TASK: Scan the material below, then work out how many of its lines contain the word "inputs"; reply with that number only.

-- MATERIAL FOR THE TASK follows --

PR #2695, opened 2023-10-12
Modal checkout: allow covering Stripe's fees 

adekbadek:
### All Submissions:

Adds the option for the donor to cover Stripe's transaction fees:

image

See 1200133283036252-as-1205668937699532

The feature is on by default. To opt-out, a change the "Allow donors to cover transaction fees" setting in Reader Revenue wizard, Stripe Gateway tab.

There's one non-covered edge case – use of coupons. The logic to handle covering fees with coupons applied would make this code overly complex, and since we're talking about donations here, usage of coupons seems like an extreme edge case. If coupons are applied to the order, the feature will disappear gracefully. 

1. Make sure you have "Newspack" set as the Reader Revenue platform and `Stripe (Credit Card)` enabled as a payment gateway
2. Visit a page with a donation prompt, and initiate the flow to trigger the modal checkout
3. Observe a "Cover transaction fees?" checkbox above the card details inputs in the "Payment info" section of the checkout
4. Complete transactions with and without opting to cover the fees, observe the WC orders in the latter case:
    - have the total order amount increased to offset the Stripe fee
    - have a `newspack_donor_covers_fees` meta field with value of `1`
    - have an order note attached commenting about the fact of covering fees
5. In WC settings, turn on coupons and create a coupon. Use the coupon in the checkout – observe that the feature is not active when the coupon is applied
6. Visit Newspack's Reader Revenue wizard, Stripe Gateway tab. Update the fee calculation inputs and observe these are reflected on the front-end.

### Other information:


adekbadek:
I don't think that's fair to the donor – they start the flow with an amount and then are offered to increase it slightly. Increasing it by default does not seem user-friendly, especially if someone misses the checkbox when looking at the UI.

dkoo:
Agree with @adekbadek—this is an upsell, and it feels like a dark pattern to not make it opt-in-only. I'm not a legal expert, but I also suspect it might run afoul of consumer regulations in places that have them.

includes/reader-revenue/woocommerce/class-woocommerce-cover-fees.php
```diff
@@ -0,0 +1,233 @@
...
+		}
+		if ( 0 < count( WC()->cart->get_coupon_discount_totals() ) ) {
+			// If the checkout has coupons applied, bail. This can be develped in the future,
+			// but at this point handling coupons + covering fees is an edge case.
+			return false;
+		}
+		if ( defined( 'NEWSPACK_DISABLE_ALLOW_COVERING_FEES' ) && NEWSPACK_DISABLE_ALLOW_COVERING_FEES ) {
+			return false;
+		}
+		if ( isset( $_REQUEST['modal_checkout'] ) && 1 === intval( $_REQUEST['modal_checkout'] ) ) {  // phpcs:ignore WordPress.Security.NonceVerification.Recommended
```
miguelpeixe, line 98: Non-blocking: this can change to the new `Newspack_Blocks\Modal_Checkout::is_modal_checkout()` method from https://github.com/Automattic/newspack-blocks/pull/1573

includes/reader-revenue/woocommerce/class-woocommerce-cover-fees.php
```diff
@@ -0,0 +1,233 @@
...
+		}
+	}
+
+	/**
+	 * Should this feature be active?
+	 *
+	 * Some of this code is taken from Newspack Blocks, but can't be reused directly because
+	 * WC renders the checkout form before Blocks' code is available.
+	 */
+	private static function should_allow_covering_fees() {
```
miguelpeixe, line 86: The PR describes covering Stripe fees for **donors**, but the option is added to any modal checkout. I believe this should be restricted to donation products, right?

I don't think it's desirable to have this option available when purchasing a membership subscription.

includes/reader-revenue/woocommerce/class-woocommerce-cover-fees.php
```diff
@@ -0,0 +1,233 @@
...
+	 */
+	private static function get_stripe_fee_static_value() {
+		return floatval( get_option( 'newspack_blocks_donate_fee_static', '0.3' ) );
+	}
+
+	/**
+	 * Get the fee human-redable value.
+	 */
+	private static function get_fee_human_readable_value() {
+		$fee_static = sprintf( get_woocommerce_price_format(), get_woocommerce_currency_symbol(), self::get_stripe_fee_static_value() );
```
miguelpeixe, line 215: How about using `wc_price()` so it uses all WC logic for price rendering? Using it will render $0.50 instead of $0.5 and theoretically handle any other exceptions a different currency may have.

miguelpeixe (changes requested):
Toggling the checkbox is working well but if I leave the option on and switch payment methods I still get the Stripe fee as part of the total:

https://github.com/Automattic/newspack-plugin/assets/820752/3e7490f3-1df7-4776-ba60-6d44f8b601d8

miguelpeixe:
Also, why not make the cover fee optional through the Reader Revenue -> Stripe Gateway form instead of a feature flag?

includes/reader-revenue/woocommerce/class-woocommerce-cover-fees.php
adekbadek: Good idea, this is gonna necessitate [a small change in Blocks](https://github.com/Automattic/newspack-blocks/pull/1577).

includes/reader-revenue/woocommerce/class-woocommerce-cover-fees.php
adekbadek: Right, fixed in 8c2f42972780c78ce97c31de2732b7412290710e

includes/reader-revenue/woocommerce/class-woocommerce-cover-fees.php
adekbadek: Good idea, done in 8c2f42972780c78ce97c31de2732b7412290710e

adekbadek:
> Toggling the checkbox is working well but if I leave the option on and switch payment methods I still get the Stripe fee as part of the total:

Done in 8c2f42972780c78ce97c31de2732b7412290710e

> Also, why not make the cover fee optional through the Reader Revenue -> Stripe Gateway form instead of a feature flag?

Good call, done in 867afb71b917f89b819daf1ed33bc6925a91918b

includes/configuration_managers/class-woocommerce-configuration-manager.php
```diff
@@ -114,12 +114,13 @@ public function stripe_data() {
...
-			'secretKey'          => $stripe->get_option( 'secret_key', '' ),
-			'testPublishableKey' => $stripe->get_option( 'test_publishable_key', '' ),
-			'testSecretKey'      => $stripe->get_option( 'test_secret_key', '' ),
+			'enabled'             => 'yes' === $stripe->get_option( 'enabled', false ) ? true : false,
+			'testMode'            => 'yes' === $stripe->get_option( 'testmode', false ) ? true : false,
+			'publishableKey'      => $stripe->get_option( 'publishable_key', '' ),
+			'secretKey'           => $stripe->get_option( 'secret_key', '' ),
+			'testPublishableKey'  => $stripe->get_option( 'test_publishable_key', '' ),
+			'testSecretKey'       => $stripe->get_option( 'test_secret_key', '' ),
+			'allow_covering_fees' => get_option( 'newspack_donations_allow_covering_fees', true ),
```
miguelpeixe, line 123: Non-blocking: should we care about case consistency here (lower camel vs. snake)?

miguelpeixe (approved):
Thank you for the revisions! 🙌

includes/configuration_managers/class-woocommerce-configuration-manager.php
adekbadek: I think we should, but I'd opt for using snake case rather than camel case. Something for a later PR I think.

PR #2696, opened 2023-10-13
feat: segmentation criteria for subscriptions and memberships

dkoo:
### All Submissions:

Along with https://github.com/Automattic/newspack-popups/pull/1230, adds support and UI for two new sets of criteria, based on subscriptions and memberships.

Also splits the UI for the single segment screen into smaller subsections, as the current set of sections was looking crowded as we add more criteria. (cc @thomasguillot)

Note that I moved some files around and renamed some others for consistency. 

- The `ListsControl` component is only used in the context of the Campaigns wizard, so I moved it out of the Newspack Components directory and into the components for the wizard. Also made this more abstract so it could be reused for all of the `list__in` and `list__not_in` criteria.
- Renamed some of the components files in the Campaigns wizard folder from `CamelCase` to `kebab-case`, which matches most of our file naming across repos. Didn't try to be exhaustive about this.
- Made some minor style and markup updates to the `AutocompleteTokenfield` component, to make the placement of the spinner component during loading more consistent and predictable.

Closes `1205451924709229/1205603536115944`.

1. On `master`, register two new user accounts in separate sessions. On Account A, purchase a non-donation subscription product. On Account B, join any membership plan by satisfying the plan's requirements for granting access.
2. Check out this branch and https://github.com/Automattic/newspack-popups/pull/1230. Create two new segments at the highest priority, one for Subscriptions with "Has active subscription(s)" targeting the subscription product purchased by Account A, and one for Memberships with "Has active membership(s)" targeting the membership plan joined by Account B. Also note the new organization of the single segment screen here, which splits the "Reader Activity" section into three separate sections:

Screenshot 2023-10-13 at 4 51 46 PM

3. Test support for segmenting user accounts who already have active subscriptions/memberships upon login. In separate sessions, log in as Account A and Account B and confirm that after logging in, each session gets segmented to the corresponding subscription/membership segment.
4. Test support for new subscriptions/memberships: In two new sessions, purchase the required subscription product and join the required membership plan. In each case confirm that you're segmented after completing the purchase/membership action.
5. Test support for changes subscription/membership statuses. As an admin, cancel the subscription/membership for the test users. Log in as those test users and confirm that you no longer match the segments.
6. Also test the new "Does not have active subscription/membership" criteria: the test users who have active subscriptions and memberships matching these criteria should not match these segments, while everyone else should.

### Other information:


assets/wizards/popups/components/lists-control/index.js
```diff
@@ -0,0 +1,45 @@
...
+				const lists = await apiFetch( {
+					path,
+				} );
+				const values = Array.isArray( lists ) ? lists : Object.values( lists );
+				return values
+					.filter( item => ids.includes( item.id ) )
+					.map( item => ( {
+						value: isNaN( parseInt( item.id ) ) ? item.id.toString() : parseInt( item.id ),
+						label: item.title || item.name,
+					} ) );
```
adekbadek, line 40: Nit: the function passed to `.map` could be named and reused here and in the other prop. This would be more readable.

includes/data-events/listeners.php
```diff
@@ -301,3 +302,123 @@ function( $subscription, $status_to, $status_from ) {
...
+
+/**
+ * When a non-donation subscription is activated.
+ * The subscription will be added to the user's list of active subscriptions.
+ */
+Data_Events::register_listener(
+	'woocommerce_subscription_status_active',
+	'product_subscription_active',
+	function( $subscription ) {
+		// We only want to fire this for non-donation products.
```
adekbadek, line 314: If so, shouldn't the function return early if the subscription is for a donation product? I see it's handled later in `includes/reader-activation/class-reader-data.php`, but the comment gave me a pause.

includes/data-events/listeners.php
```diff
@@ -301,3 +302,123 @@ function( $subscription, $status_to, $status_from ) {
...
+Data_Events::register_listener(
+	'woocommerce_subscription_status_updated',
+	'product_subscription_inactive',
+	function( $subscription, $status_to, $status_from ) {
+		// We only want to fire this for non-active statuses.
+		if ( 'active' === $status_to ) {
+			return;
+		}
+
+		// We only want to fire this for non-donation products.
```
adekbadek, line 349: Same as in the `woocommerce_subscription_status_active` listener – shouldn't the function return early if `$product_ids` is empty?

adekbadek (approved):
Left some non-blocking comments.

includes/data-events/listeners.php
dkoo: Good call, 6b26f574 returns early without firing the data event if there are no non-subscription products associated with the subscription.

assets/wizards/popups/components/lists-control/index.js
dkoo: Good idea, added in 6b26f574

includes/data-events/listeners.php
dkoo: Good call, 6b26f574 returns early without firing the data event if there are no non-subscription products associated with the subscription.

dkoo:
Also in 6b26f57, I fixed (hopefully for the last time) a style error in the positioning of the loading spinner for the `AutocompleteTokenfield` component. It should now always be overlaid on the autocomplete input field, whether or not there's a label or help description, and whether or not suggestions are being displayed.

adekbadek (approved):

adekbadek (approved):

PR #2742, opened 2023-11-07
fix(password-reset): redirect non-readers to WP login

miguelpeixe:
### All Submissions:

The default password reset flow with WooCommerce redirects the user to the `my-account` page. Because we replace the authentication form on that page with a flow that is restricted to reader accounts only, non-readers get stuck in a form they can't use after a password reset.

This PR redirects non-readers to the regular `wp-login.php` page after a password reset.

1. Check out this branch and go through password reset for an admin account
2. Reset the password and confirm you're redirected to `wp-login.php`
3. Do the same but with a reader account
4. Reset the password and confirm you're redirect to `my-account`

### Other information:


dkoo (approved):
Works as described!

-- MATERIAL FOR THE TASK concluded --

RESPONSE AREA: 2